#### [The problem]
In the listing below, every entry should be duplicated exactly.

#### [Given records]
>>>

PR #1760, opened 2019-04-23
Add vertical space to text under sub start radio chonkies

lucymonie:
## Why are you doing this?
This is work detailed in this [**Trello Card**](https://trello.com/c/h7RzWj8t/2348-vertical-spacing-below-form-ui)

## Changes

* Adds space (hopefully as required - @jesseyuen, please confirm is this looks okay)

### Before
Screen Shot 2019-04-24 at 10 22 16

### After
Screen Shot 2019-04-23 at 12 31 53

### DIFF
--- a/support-frontend/assets/components/text/text.scss
+++ b/support-frontend/assets/components/text/text.scss
@@ -42,3 +42,7 @@
 .component-text__sans {
   @include gu-fontset-body-sans;
 }
+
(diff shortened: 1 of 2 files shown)


walaura:
hiya! the `<Rows>` component that wraps these has a `size` prop that controls the spacing between elements, would be a cleaner way to support the same behaviour!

<<<

#### [Output]
PR #1760, opened 2019-04-23
Add vertical space to text under sub start radio chonkies

lucymonie:
## Why are you doing this?
This is work detailed in this [**Trello Card**](https://trello.com/c/h7RzWj8t/2348-vertical-spacing-below-form-ui)

## Changes

* Adds space (hopefully as required - @jesseyuen, please confirm is this looks okay)

### Before
Screen Shot 2019-04-24 at 10 22 16

### After
Screen Shot 2019-04-23 at 12 31 53

### DIFF
--- a/support-frontend/assets/components/text/text.scss
+++ b/support-frontend/assets/components/text/text.scss
@@ -42,3 +42,7 @@
 .component-text__sans {
   @include gu-fontset-body-sans;
 }
+
(diff shortened: 1 of 2 files shown)


walaura:
hiya! the `<Rows>` component that wraps these has a `size` prop that controls the spacing between elements, would be a cleaner way to support the same behaviour!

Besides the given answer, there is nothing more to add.